The main side effects can include [25, 32, 33+, 34+, 35, 1]

  • Facial flushing or redness
  • A rash on the chest
  • Lightheadedness
  • Sweating
  • Nausea
  • Metallic taste
  • Chest discomfort
  • Shortness of breath
  • Throat/neck/jaw discomfort
  • Abdominal pain
  • Low blood pressure (hypotension)
  • Nervousness
  • Irregular heartbeat (arrhythmia)

More serious side effects include [19, 36]

  • Life-threatening arrhythmia (irregular heartbeat)
  • Heart attack


Adenosine should also not be given to patients experiencing tightness of the chest (bronchospasm or asthma), Wolff-Parkinson-White (WPW) syndrome (a rare disease that causes irregular heart rhythms), or a low heart rate (bradycardia), since it can worsen symptoms [37, 38].

Food and drinks that contain caffeine, such as coffee, tea, cola, and chocolate, can increase the risk of side effects from adenosine.

Drug Interactions

The following drugs may interact with adenosine:

  • Dipyridamole (Persantine) prevents the breakdown of adenosine so the two should not be taken together.
  • Carbamazepine (Tegretol) and adenosine taken together could result in a dangerously low heart rate.
  • Medications for Gout may be less effective since Gout is an autoimmune disease that leads to a buildup of uric acid in joints and uric acid is produced by the breakdown of adenosine.


To help avoid interactions, your doctor should manage all of your medications carefully. Be sure to tell your doctor about all medications, vitamins, or herbs you’re taking. Talk to your healthcare provider to find out how adenosine might interact with something else you are taking.

For irregular heartbeat (tachycardia), doses of 0.1-0.3 mg/kg intravenous adenosine are most effective [39, 40, 41].

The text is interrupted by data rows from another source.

PR #652, opened 2026-09-17
fix(appapi): one 401 message, and withdraw phase 5 — the binary already said it

ZacxDev:
Rank 8, the last named phase of the README-reduction arc. **It is withdrawn**, and the one row that survived the measurement is shipped.

## Phase 5's premise is false for 20 of the 21 rows in its own target band

The phase said: *"for each row where the README still says more than the binary does, move the difference into the Go error string and delete the row."* Measured row by row against the live Troubleshooting section:

| | rows | why it is not phase-5 work |
|---|---:|---|
| the binary already carries the remedy in full | **11** | the cell restates it |
| the cell holds what a per-site string structurally cannot | **3** | two exit codes off one message (`rate limited (429)`); *"the two rows below are the 403s that are not about your grant"*; an exit code the binary never prints as text |
| not an error message at all | **6** | a `whoami` row label, a `workflows list` legend, an `errors.New` sentinel, a note, two output labels — and one string **your app prints at runtime**, which the CLI cannot reach |
| genuine | **1** | `not logged in (401)` — shipped below |

Three examples, because the pattern is uniform rather than marginal:

- **`HEAD is on no remote`** — README: *"Push the branch."* Binary already: *"Push the branch so the submitted version can be traced back to a commit."*
- **`nothing index.html loads reaches it`** — README: *"Copying `civitai-host.js` in is only half the fix — it has to be referenced too."* `readyAckRemedy` already: *"Copying the file in is not enough on its own — a browser never fetches a file nothing references."*
- **`no lockfile is committed`** — README: *"Generate it with the package manager."* Binary already: *"Run `%s` and commit the %s it writes."*

**The transferable finding:** the error strings were already carrying their remedies, because `AGENTS.md` has said *"make errors actionable — name the next command to run"* the whole time. The plan's scope note is corrected in this PR too: round 0 on #625 measured that the **cells restate the binary**, and phase 5 read that as *the binary lacking what the cells hold* — the opposite claim, which does not follow.

### The instrument mattered, and the first one was wrong

A one-line regex over non-test Go called **12 rows "no remedy in the binary"**. Every one I hand-checked was a **false negative** — these messages are `+`-joined across many lines and a single-line read truncates them. That is the same overcounting the handoff already recorded for the crude 25-of-49 pass. The classification above comes from reading whole statements.

### The stale ceiling, corrected

The ≤5,465 B figure was measured when `README.md` was 282,312 B, three PRs ago. Live: the section is **20,834 B / 61 rows**, the non-floor 150–250 band is **18 rows / 3,480 cause-bytes**, and the incident floor now protects **10** rows, not 7.

## The one genuine row turned into a consolidation

`not logged in (401)` existed at **five** sites in `internal/appapi`. Four spelled the remedy `` run `civitai login` (or set CIVITAI_TOKEN) ``; the fifth — `submissionsError` — said `` run `civitai login` ``, **dropping the environment-variable route for the command group most likely to run in CI**. Nobody chose that; it is what an open-coded predicate does at N sites, wrong at N−1 in the same direction. Consolidating is what made it audible.

All five now call `unauthorizedError`, which also names the **personal-API-key route the README carried and no user-facing surface did** (an enumerated grep found it only in code comments). The wording is taken verbatim from the one surface that already had it right — `analytics.go`'s 403 arm — so the CLI names one way to do this, not two.

### Guards (all new)

| | |
|---|---|
| `TestUnauthorizedCallersAreLedgered` | **bidirectional** — fails when a file gains a 401 arm without the helper **and** when a ledgered one loses its arm; also fails on a re-introduced literal. Floor on the directory walk. |
| `TestUnauthorizedErrorNamesBothRemedies` | the whole constructed string, **plus four literal clauses** so it is not the constant compared against itself |
| `TestUnauthorizedErrorIsStatusTagged` | drives the **real arm** and asserts `errors.Is(err, civitai.ErrUnauthorized)`, with a 404 control so the tag check can discriminate |

**Mutation battery — 5/5 KILLED**, each asserting `APPLIED = True` from disk before its result was read: restore an open-coded literal; add an unledgered 401 arm; delete a ledgered arm; drop the key clause from the remedy; drop the `defer TagStatus`. Positive control PASS.

🔴 **An earlier draft of the third test asserted only the message text while its docstring claimed it guarded the tag** — the *"docstring names a relationship, body inspects one side"* class this repo's rules name, caught here before it shipped. The tag mutant is the proof: it **survives** the draft and dies against the committed version. The tell is kept in the comment rather than quietly corrected.

## README

The 401 cell stops repeating the remedy and points at the message instead (186 → 184 B). Its **symptom column is unchanged**, so the source pin still holds.

## Verification

`make ci` green · `go test ./... -count=1` 21/21 · **`make ci-shallow` 21/21 in a depth-1 clone** · wide README gate `ok` at 81 · `gofmt -s -l .` clean · `go vet` rc 0 · local `golangci-lint` **0 issues** ⚠️ at 2.13.2, not CI's pinned 2.12.2 — read this PR's own `lint` run.

## What this closes

With this merged, the arc's third clause — *"each remaining named phase has landed or been **withdrawn** by a merged PR"* — is satisfied, and all three clauses are green.


ZacxDev:
## Round 1 — the nine axes. Two 🔴, two 🟡, two 🟢. All verified against the tree before acting.

The headline: **there are EIGHT 401 arms, not seven**, and the guard round 0 widened was *still* narrower than the code.

**The count went 5 → 7 → 8, and every correction came from a wider instrument rather than a wider read.** grep the literal → 5. grep `case http.StatusUnauthorized:` → 7. Parse the AST → 8.

### 🔴 F1 — the eighth arm

`withdrawError` (`appblocks.go:2307`) answered 401 with `case http.StatusUnauthorized, http.StatusForbidden:` — a shape no line-regex sees — returning *"not authorized (check your API key / Apps invite)"*, which names no runnable command. Live, via `civitai app withdraw`, and **seventy lines from the code under change**.

Split: the 401 returns the helper, the 403 gets its own message. They cannot share one — a 401 is *a credential the server did not accept*, a 403 is *a credential it accepted and an account without the grant*. Logging in again fixes exactly one, so one message was always wrong for one of them.

### 🔴 F2 — the guard was wrong the same way twice

File-granular (round 0 caught it), then arm-granular but blind to a case **list** and to a **branching** clause body — both shapes already present in this package, both proven by surviving mutants.

**Replaced, not hardened a third time:** a `go/parser` walk (`unauthorized_arms_test.go`), which cannot have a pattern blind spot because it reads the grammar the compiler reads. The regex ledger is **deleted** rather than kept alongside — a superseded guard that still passes reads as coverage while accepting states the real guard rejects. Its floor is now the **actual** arm count (8), not comfortably below it: the old `total < 5` against a real 7 let a mutant de-convert two arms in silence, demonstrated.

### 🟡 F3 / F4 — claims the tree contradicted

- *"the personal-key route no user-facing surface carried"* — **false**. `internal/genapi/errors.go` names both routes on its own 401; ~10 surfaces name the key route in several spellings. `internal/cmd/login.go`'s `spendCredentialRoutes` already states the governing convention: other packages cannot import it, so wording is corrected in place and **kept in step by hand**. This is another copy under that convention, not a unification. Corrected.
- *"taken verbatim from the one surface that already had it right"* — neither verbatim nor the one surface. Corrected.
- The helper's doc named one caller passing `""`; `listingError` does too, and discards its `msg` with **no comment at all**. Both now named, with the asymmetry stated rather than tidied away.

### 🟢 G1 / G2

- *"the refresh failed too"* was asserted even when a refresh **succeeds** and the retry still 401s (server-side revocation). Now *"already failed twice"* — true of the retry pair without claiming which half failed.
- The doc's *"only 2 of the band's rows are floor-protected"* sat under the composite explanation while meaning the **incident** floor specifically. Both numbers disambiguated.

### Two more pins, and they are why the merge stayed invisible

`withdraw_test.go` and `app_withdraw_test.go` asserted `"not authorized"` for **401 and 403 alike** — one expectation covering two different problems. Now distinct, so a future re-merge reddens.

### Verification

Mutation battery re-run against the AST guard: **7/7 KILLED**, each asserting `APPLIED = True` from disk first, positive control PASS. It includes both shapes that **survived** the regex (case list; branching body) and a re-merge of `withdrawError`'s arms.

`make ci` green · `go test ./... -count=1` 21/21 · `make ci-shallow` **21/21 depth-1** · wide gate `ok` at 81 · gofmt/vet clean · `golangci-lint` 0 issues (2.13.2 local).

⚠️ `pins-vs-published` is red on this PR and **is not this PR's fault** — reproduced on a clean `origin/main` worktree at `321fcd8` with zero local changes: `@civitai/app-sdk` pinned `^0.41.0` / published 0.42.0, `@civitai/blocks-react` pinned `^0.50.0` / published 0.51.0. Today's scheduled bump ran green at 12:35Z; both published after. It blocks every open PR until a pin bump lands.

```audit-claims round=1 audited=9963e08..ad426fec
1. withdrawError's 401 is split from its 403 into its own case and returns unauthorizedError; the 403 gets its own message naming `civitai whoami`.
2. The regex-based ledger (unauthorizedLedger + statusUnauthorizedArm) is DELETED and replaced by a go/parser walk in unauthorized_arms_test.go that matches case lists and branching clause bodies.
3. The arm-count floor is raised from 5 to the actual arm count, 8, so the control fires on the first unrecognised arm rather than the third.
4. unauthorized.go no longer claims the key route was carried by no user-facing surface, nor that its wording is verbatim from one surface; it names login.go's spendCredentialRoutes keep-in-step convention instead.
5. unauthorized.go's doc names BOTH callers that pass "" (devTunnelError, listingError) and states that only the first justifies the drop.
6. The remedy says "already failed twice" instead of "the refresh failed too", which no longer asserts a failure when an OAuth refresh succeeded and the retry still 401d.
7. withdraw_test.go and app_withdraw_test.go no longer assert the same string for 401 and 403.
8. claudedocs/readme-reduction-plan.md says eight arms and four spellings, narrows the no-surface-carried-it claim to this package, and disambiguates the incident floor from the composite.
```

ZacxDev:
## Round 2 — delta re-audit. Six findings, three in payload. All verified against the tree before acting.

**The centrepiece of round 1 was refuted in one pass.** The `go/parser` walk was *also* pattern-blind — it visited `*ast.CaseClause` with an `*ast.SelectorExpr` and nothing else, so it never saw `if status == http.StatusUnauthorized`, which is at **`appblocks.go:580`, in the same file**. Three surfaces told the reader it "cannot have a pattern blind spot at all".

| draft | keyed on | what it missed |
|---|---|---|
| 1 | `Contains(src, "unauthorizedError(")` | four arms in an already-converted file |
| 2 | regex on `case http.StatusUnauthorized:` | `case A, B:`; branching clause bodies |
| 3 | AST, `CaseClause` + `SelectorExpr` | `if`; `switch{case expr}`; bare `case 401:` |
| **4** | **does a 401-conditioned region CONSTRUCT a message?** | stated in the comment, not denied |

Widening a fourth time would have made `appblocks.go:580` — the transparent refresh-and-retry, which builds no message — a false positive needing an exemption, and an exemption list is a to-do list that grows one line per omission. So draft 4 stops asking what syntax encloses the 401. The enclosing form stops being an input; the retry passes for the *right* reason; and indirect routing through a wrapper stops firing, which draft 3 called a violation while telling the reader to "give it its own case" — advice that did not apply.

### 🔴 The new 403 asserted a diagnosis nothing sources

It said *"withdrawing needs Apps-author access (invite-only beta); check which account you are on."* `WithdrawPath`'s own vendored note records **200/404/409 and no 403 at all**, and puts the not-yours case on **404** — so the single cause that message named is the one the route does not use. Meanwhile `listingError`'s `isInsufficientScopeMsg` arm proves this token family *does* 403 for a stale scope, whose remedy is re-running `civitai login` — the opposite of switching accounts. Now hedged and naming both, as the neighbouring under-determined 403s already do, with the sourcing recorded at the site.

### 🟡 The remedy's falsehood had moved, not gone

Round 1 replaced *"the refresh failed too"* (false when the refresh **succeeded** and the retry 401'd) with *"already failed twice"* — false when the refresh **errored** so no retry ever ran. The message must not name **which** half failed; it now says the CLI has already tried to refresh and retry, true of every OAuth path.

### 🟡 Two claims about guards that were not true

- `unauthorized.go` named `TestUnauthorizedCallersAreLedgered` — **a test the same commit deleted** — and described a per-file ledger that no longer exists.
- *"reports file:line for every arm it finds"* was false: it reports only arms it **rejects**, i.e. never in the green state.

### 🟢 Two more

Indirect routing was a false positive with misdiagnosing advice (fixed by the re-key). And the guard's docstring claimed both blind shapes *"already exist in this package"* — only the case-list did; the branching one was proven by a mutant. Corrected, in a file whose whole subject is instruments claiming more than they measured.

**Also removed a dead branch draft 4 introduced** — `if s.Routed && len(s.Builds) == 0` after an identical earlier `continue`. That is the #645 shape, caught in my own code.

### Verification

Battery re-run against draft 4: **10/10 correct outcomes**, each asserting `APPLIED = True` from disk first, positive control PASS. Six shapes KILLED including all three that survived draft 3; the indirect-routing check correctly **SURVIVES**.

⚠️ In the mutant that disables the `if` matcher the **floor fires first**, so the form control's own assertion never runs. Said so in its comment rather than crediting it with the kill — its distinct value is the case the floor cannot see, a form lost while a site is added.

`make ci` green · `go test ./... -count=1` 21/21 · `make ci-shallow` **21/21 depth-1** · wide gate `ok` at 81 · gofmt/vet clean · `golangci-lint` 0 issues (2.13.2 local).

⚠️ `pins-vs-published` remains red and **environmental** — reproduced on a clean `origin/main` at `321fcd8` with zero local changes (`@civitai/app-sdk` 0.42.0, `@civitai/blocks-react` 0.51.0, both published after today's 12:35Z bump ran green). A bump run has been dispatched; merging that PR is the operator's by standing decision.

```audit-claims round=2 audited=ad426fe..b92789bd
1. The 401 guard is re-keyed from enclosing syntax to message CONSTRUCTION: it flags any fmt.Errorf/errors.New inside a region conditioned on StatusUnauthorized, covering case, case-list, if, switch{case expr} and bare 401 alike.
2. The refresh-and-retry at appblocks.go:580 now passes because it builds no message, not via an exemption; indirect routing through a wrapper no longer fires.
3. The guard's comment states what it does NOT cover (a message built in a helper not associated with a 401 condition; one assembled from a variable) instead of claiming no blind spot.
4. withdrawError's 403 is hedged and names both causes plus the 404-is-not-yours fact, with WithdrawPath's vendored contract cited at the site.
5. unauthorizedRemedy no longer names which half of refresh-and-retry failed.
6. unauthorized.go no longer names the deleted TestUnauthorizedCallersAreLedgered, and no longer claims a per-file ledger exists.
7. The "reports file:line for every arm" claim is corrected to say it reports only rejected arms.
8. The docstring no longer claims the branching shape already existed in this package; it says the mutant proved it.
9. A dead branch introduced by this round's own draft is removed, and the floor is raised 8 -> 9 for the newly-visible `if` site.
10. claudedocs/readme-reduction-plan.md records that draft 3 was pattern-blind too, and that the fix was to re-key rather than widen a fourth time.
```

It can be safe after heart transplantation, which commonly causes this type of irregular heartbeat, but at much lower doses (0.025 mg/kg) [42].

Finally, 50 μg/kg/min was administered over 60 min in clinical trials for pain relief [43].


Adenosine (Adenocard) is approved by the FDA and widely used for treating arrhythmias (SVT), surgical pain, nerve pain, and lung hypertension. It is also used to maintain low blood pressure during surgery and to help visualize arteries for aneurysm repair. Adenosine is classified as a miscellaneous antiarrhythmic drug, unlike other antiarrhythmic agents. It achieves its therapeutic effects by acting as an agonist on adenosine receptors in the AV nodal tissue and those in blood vessels.